Parallèlement, le monde des affaires, de concert avec Dmitry Gusev, premier vice-président de la commission de contrôle de la Douma d'État, a adressé un courrier au Premier ministre Mikhaïl Michoustine. Ce courrier propose d'étendre les « listes blanches » – listes de ressources accessibles en cas de restriction d'accès à Internet mobile – aux travailleurs indépendants et aux entreprises en ligne.

Le mécanisme est le suivant : les citoyens vérifiés sur le portail Gosuslugi à l’aide du numéro de téléphone associé à leur compte vérifié seraient automatiquement ajoutés à une « liste blanche d’utilisateurs », sans restriction d’accès à Internet mobile.

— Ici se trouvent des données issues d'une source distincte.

PR #15611, opened 2021-03-29
test: Centralize test decorator for distropkg

martinpitt:
It is annoying and noisy having to bump the same thing in umpteen tests
each time we add or drop a new -distropkg image. Introduce a new
@skipDistroPackage decorator and use that everywhere.

### DIFF
--- a/test/common/testlib.py
+++ b/test/common/testlib.py
@@ -60,6 +60,7 @@ __all__ = (
     'nondestructive',
     'no_retry_when_changed',
     'skipImage',
+    'skipDistroPackage',
     'skipBrowser',
     'skipPackage',
     'enableAxe',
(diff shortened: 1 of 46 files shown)


martinpitt:
FTR, if anyone knows how to make this a non-functional decorator (`@skipDistroPackage` instead of `skipDistroPackage()`), please tell me. I've tried for half an hour, and I am just too stupid for it... It works just fine for the "run" case, but the "skip" one always fails with `TypeError: decorator() missing 1 required positional argument: 'test_item'` deep in unittest's loader.

marusak:
> if anyone knows how to make this a non-functional decorator (@skipDistroPackage instead of skipDistroPackage()), please tell me

hmm, not me. I've tried as well and does not work what I though that should. But this is completely fine so no need to dwell on that.

marusak:
I've triggered `rhel-8-5-distropkg` so that we actually run some distropkg context to verify this.

marusak (approved):
Thanks!
Please lets make sure distropkg context works. Also would be nice if we would test this in test/verify/check-testlib

martinpitt:
@marusak : Oops, thanks for triggering the test -- indeed it seems I sent this before the bots PR landed which enabled them by default.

Les auteurs de la lettre insistent également sur une distinction claire entre deux concepts :

  • Le « service VPN » est un outil permettant de contourner les blocages et soumis à une réglementation ;
  • Le protocole VPN est une technologie fondamentale sans laquelle les entreprises, les systèmes gouvernementaux et la protection des données sont impossibles à gérer.

Une autre proposition consiste à créer une liste de protocoles VPN approuvés — les « VPN blancs » — qui garantiront des connexions sécurisées dans le secteur public sans créer d'obstacles pour les entreprises privées.

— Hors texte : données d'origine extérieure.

PR #15612, opened 2021-03-29
test: Reset allowed_journal_messages between test cases

mvollmer:
Appending to the list would modify the class variable, which is shared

Qu'est-ce que cela signifie concrètement ?

L'introduction de frais pour le trafic international touche un large éventail d'utilisateurs : les VPN ne sont plus seulement utilisés par ceux qui cherchent à contourner les blocages, mais aussi par les employés travaillant avec des systèmes d'entreprise et les dirigeants de petites entreprises, dont les outils de travail sont souvent hébergés sur des serveurs étrangers. Un problème similaire affecte l'ensemble du secteur informatique.

La demande de report des opérateurs et l'initiative des entrepreneurs concernant les « listes blanches » reflètent une même exigence : la régulation du trafic internet requiert des outils techniques plus précis avant de devenir un fardeau financier pour les utilisateurs et les entreprises. Le ministère du Développement numérique et le gouvernement n'ont pas encore confirmé officiellement leur réponse à ces deux demandes au 22 avril 2026.

L'avis de l'IA

Du point de vue de l'analyse des données, l'histoire des « frais de trafic VPN » suit un schéma bien connu : l'autorité de régulation annonce une interdiction ou une taxe, le secteur met en avant l'impossibilité technique de sa mise en œuvre, et le lancement est reporté. Le parallèle est révélateur : les banques et les cryptomonnaies ont connu un parcours similaire : la loi est votée, l'infrastructure n'est pas prête, et les entreprises exigent un moratoire. Deux marchés différents, un même cycle réglementaire.